Utang sejujurnya menjadi masalah pada masa pandemi yang merupakan persoalan banyak orang. Beberapa keluarga yang terlanjur berutang sebelum pandemi, tampaknya bisa mencicil sesuai dengan apa yang direncanakan tetapi tiba-tiba terhenti karena pekerjaan terganggu, penghasilan menurun, dan sebagainya.
Belakang ini saya sering menerima klien yang mengalami gangguan mental-emosional terkait permasalahan utang. Relaksasi dari pemerintah pun soal pembayaran utang belum menjadi sebuah solusi yang bisa membantu mereka. Kini, setelah setahun berjalan mereka baru menyadari bahwa sebenarnya relaksasi hanyalah menunda dan mereka tersadar utang mereka saat ini sudah bahkan lebih besar dari utang di awal karena bunga terus berjalan.
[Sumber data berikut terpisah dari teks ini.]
PR #1873, opened 2023-09-27
fix: Use Video RGB pixel format (`0x1` instead of `0x100`)

mrousavy:
## What

Previously the JPEG format (0x100) was used, when instead we should've used RGBA_8888 (0x1).

This fixes a crash.


rodgomesc:
overtaken by #1875 ?

PR #1877, opened 2023-09-27
chore: improved FP docs

mateusz1913:
## What

I split the changes from initial pull request for v3 plugins examples https://github.com/mrousavy/react-native-vision-camera/pull/1739/files - this PR includes improved Frame Processor docs

## Changes

- improved Swift FP plugins creation section
- small improvements to Android FP plugins creation section & FP plugins overview

### DIFF
--- a/.github/workflows/build-ios.yml
+++ b/.github/workflows/build-ios.yml
@@ -56,7 +56,7 @@ jobs:
         uses: actions/cache@v3
         with:
           path: |
-            example/ios/Pods
+            package/example/ios/Pods
             ~/Library/Caches/CocoaPods
             ~/.cocoapods
           key: ${{ runner.os }}-pods-${{ hashFiles('**/Podfile.lock') }}
@@ -117,7 +117,7 @@ jobs:
         uses: actions/cache@v3
         with:
           path: |
-            example/ios/Pods
+            package/example/ios/Pods
             ~/Library/Caches/CocoaPods
             ~/.cocoapods
           key: ${{ runner.os }}-pods-${{ hashFiles('**/Podfile.lock') }}
--- a/docs/docs/guides/FRAME_PROCESSORS_CREATE_OVERVIEW.mdx
+++ b/docs/docs/guides/FRAME_PROCESSORS_CREATE_OVERVIEW.mdx
@@ -51,8 +51,9 @@ Similar to a TurboModule, the Frame Processor Plugin Registry API automatically 
 Return values will automatically be converted to JS values, assuming they are representable in the ["Types" table](#types). So the following Java Frame Processor Plugin:
 
 ```java
+@Nullable
 @Override
-public Object callback(Frame frame, Object[] params) {
+public Object callback(@NonNull Frame frame, @Nullable Map<String, Object> arguments) {
   return "cat";
 }
 ```
@@ -70,8 +71,9 @@ export function detectObject(frame: Frame): string {
 You can also manipulate the buffer and return it (or a copy of it) by returning a [`Frame`][2]/[`Frame`][3] instance:
 
 ```java
+@Nullable
 @Override
-public Object callback(Frame frame, Object[] params) {
+public Object callback(@NonNull Frame frame, @Nullable Map<String, Object> arguments) {
   Frame resizedFrame = new Frame(/* ... */);
   return resizedFrame;
 }
@@ -107,12 +109,13 @@ const frameProcessor = useFrameProcessor((frame) => {
 To let the user know that something went wrong you can use Exceptions:
 
 ```java
+@Nullable
 @Override
-public Object callback(Frame frame, Object[] params) {
-  if (params[0] instanceof String) {
+public Object callback(@NonNull Frame frame, @Nullable Map<String, Object> arguments) {
+  if (arguments != null && arguments.get("codeType") instanceof String) {
     // ...
   } else {
-    throw new Exception("First argument has to be a string!");
+    throw new Exception("codeType property has to be a string!");
   }
 }
 ```
@@ -123,7 +126,7 @@ Which will throw a JS-error:
 const frameProcessor = useFrameProcessor((frame) => {
   'worklet'
   try {
-    const codes = scanCodes(frame, true)
+    const codes = scanCodes(frame, { codeType: 1234 })
   } catch (e) {
     console.log(`Error: ${e.message}`)
   }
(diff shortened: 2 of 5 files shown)


.github/workflows/build-ios.yml
```diff
@@ -117,7 +117,7 @@ jobs:
         uses: actions/cache@v3
         with:
           path: |
-            example/ios/Pods
+            package/example/ios/Pods
```
mrousavy, line 120: Are you sure that didn't use `package/` as a default path already? I need to double check in the CI if that works today

docs/docs/guides/FRAME_PROCESSORS_CREATE_OVERVIEW.mdx
```diff
@@ -51,8 +51,9 @@ Similar to a TurboModule, the Frame Processor Plugin Registry API automatically
 Return values will automatically be converted to JS values, assuming they are representable in the ["Types" table](#types). So the following Java Frame Processor Plugin:
 
 ```java
+@Nullable
 @Override
-public Object callback(Frame frame, Object[] params) {
+public Object callback(@NonNull Frame frame, @Nullable Map<String, Object> arguments) {
```
mrousavy, line 56: Hmm I think leaving out the `@NonNull` and `@Nullable` props is easier to read for non-native developers, this is pretty verbose. Wdyt?

docs/docs/guides/FRAME_PROCESSORS_CREATE_OVERVIEW.mdx
```diff
@@ -123,7 +126,7 @@ Which will throw a JS-error:
 const frameProcessor = useFrameProcessor((frame) => {
   'worklet'
   try {
-    const codes = scanCodes(frame, true)
+    const codes = scanCodes(frame, { someString: true })
```
mrousavy: Maybe let's use more accurate examples? E.g. `codeType: 'qr' | 'barcode'`.

Or maybe we wanna refactor this to object detection with `objectType: 'banana'`. I'll think about this

docs/docs/guides/FRAME_PROCESSOR_CREATE_FINAL.mdx
```diff
@@ -18,6 +18,7 @@ const plugin = VisionCameraProxy.getFrameProcessorPlugin('scanFaces')
  */
 export function scanFaces(frame: Frame): object {
   'worklet'
+  if (plugin == null) throw new Error("Failed to load Frame Processor Plugin!")
```
mrousavy:
```suggestion
  if (plugin == null) throw new Error('Failed to load Frame Processor Plugin "scanFaces"!')
```

docs/docs/guides/FRAME_PROCESSORS_CREATE_OVERVIEW.mdx
mrousavy: Actually we are using scanFaces in other examples, no?

docs/docs/guides/FRAME_PROCESSOR_CREATE_PLUGIN_IOS.mdx
```diff
@@ -60,7 +60,7 @@ For reference see the [CLI's docs](https://github.com/mateusz1913/vision-camera-
   CMSampleBufferRef buffer = frame.buffer;
   UIImageOrientation orientation = frame.orientation;
   // code goes here
-  return @[];
+  return nil;
```
mrousavy, line 63: nice catch!

docs/docs/guides/FRAME_PROCESSOR_CREATE_PLUGIN_IOS.mdx
```diff
@@ -89,56 +89,49 @@ The Frame Processor Plugin will be exposed to JS through the `VisionCameraProxy`
 
 ![Xcode "Create Bridging Header" alert](https://docs-assets.developer.apple.com/published/7ebca7212c/2a065d1a-7e53-4907-a889-b7fa4f2206c9.png)
 
-3. Inside the newly created Bridging Header, add the following code:
```
mrousavy, line 92: Do we not need that anymore?

mrousavy (changes requested):
Hey, thanks so much for those updates, they look good overall, left some minor comments!

docs/docs/guides/FRAME_PROCESSORS_CREATE_OVERVIEW.mdx
mateusz1913: I think that those decorators should stay. If anyone will be interacting with the docs, they will either copy-paste it to their IDE and will try to run it or they will try to compare it to what they have in their IDEs. Android Studio has quite good autocompletion and if somebody will try to generate it via Android Studio and then will see that docs are not referencing `@Nullable` or `@NonNull`, they will be confused regardless of their native development experience

.github/workflows/build-ios.yml
mateusz1913: This wasn't updated when you moved the code to `package` directory, so I assume CI doesn't know that it should look for `package/`

docs/docs/guides/FRAME_PROCESSOR_CREATE_PLUGIN_IOS.mdx
mateusz1913: If you meant the point 2. above, then I think yes, saying "Yes" to "Create Bridging Header" alert should stay - it will just be empty, but if someone will decide to bridge some additional ObjC to Swift later, then they will not need to manually creating and linking that bridging header

docs/docs/guides/FRAME_PROCESSORS_CREATE_OVERVIEW.mdx
mateusz1913: In the overview page there're multiple examples, but that line is actually about passing some argument that will raise an exception. However I'm open to changing the name and value to be more accurate :D

mateusz1913: So I changed it to `codeType: string` on Java side and for raising exception there is `codeType: 1234` on JS side (so String != Int)

.github/workflows/build-ios.yml
mrousavy: Yea but I thought that CI is running in the `package/` working directory, I might be wrong though...

mrousavy:
Cool, let's merge that - awesome stuff as always, thank you! ❤️ 

Let's adjust all the examples so that we use a face detector as a plugin example though, since I will add a QR Code/Barcode reader to the codebase today in a livestream anyways. Face detector is a much better example

PR #1886, opened 2023-09-29
docs: use `Fira Mono` for codeblocks

benschlegel:
## What

Use [Fira Mono](https://fonts.google.com/specimen/Fira+Mono) for codeblocks/inline syntax highlights in docs.

image

## Tested on
- Chrome
- Firefox
- Safari


mrousavy (changes requested):
So this is the difference:

<table>
<tr>
<th>
Before
</th>
<td>

</td>
</tr>

<tr>
<th>
After

</th>

<td>

</td>
</tr>
</table>


I feel like Fira Mono is a bit too thin in this case, is there a thicker variant? If not I think we should just leave it with the default font, that loads fine and looks good with the current theme imo

benschlegel:
there is also a variant with font weight 500, otherwise using the default font is fine too

mrousavy:
danke

PR #1892, opened 2023-09-30
perf: Use `jsi::Scope` to trigger GC after Frame Processor call

mrousavy:


mrousavy:
nvm, this is not any more efficient.

PR #1908, opened 2023-10-03
fix: Fix `+load` not available in Xcode 15 error

mrousavy:
## What

cc @mateusz1913


mateusz1913:
I made similar change to CLI and it's available in v0.4.1 🚀

PR #1916, opened 2023-10-04
build: add Android MLKit Vision model downloading to expo config plugin

fobos531:
## What

https://www.react-native-vision-camera.com/docs/guides/code-scanning#setup

Adds this logic to the Expo config plugin. I know that the model is already being downloaded lazily, but why not make use of this as soon as the user installs the app :) If needed, we can make this a configurable property so that it is not downloaded via the config plugin if the user doesn't want that, but I doubt that it'll be the case

## Changes

Added AndroidManifest modification logic to the config plugin, reference: https://docs.expo.dev/config-plugins/development-and-debugging/#modify-androidmanifestxml

## Tested on

N/A


mrousavy:
Hey, nice PR!! 🤩 

Did you test this in your project?

mrousavy:
Doesn't this add it to the Manifest everytime? This looks like the plugin always runs

mrousavy:
Changed it to be configurable and added it to the docs, thanks!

Tak dapat dipungkiri, utang di masa pandemi bagi sebagian orang menjadi pilihan, misalnya digunakan untuk investasi dalam bidang usaha atau pekerjaan yang baru ditekuni. Atau, mencari peluang baru di mana terdapat peluang-peluang baru yang bisa dimanfaatkan pada masa pandemi.
Hanya sebagian orang yang memilih berutang untuk keperluan konsumsi di masa sulit seperti sekarang ini. Kenyataannya, masih cukup banyak orang juga melakukan hal itu. Utang sebetulnya adalah hal yang sangat baik jika dilakukan dengan rencana dan perhitungan yang terukur. Darimana, hutang tersebut digunakan untuk apa, dan berapa perhitungan besaran yang bisa kita dapat dari investasi yang dilakukan.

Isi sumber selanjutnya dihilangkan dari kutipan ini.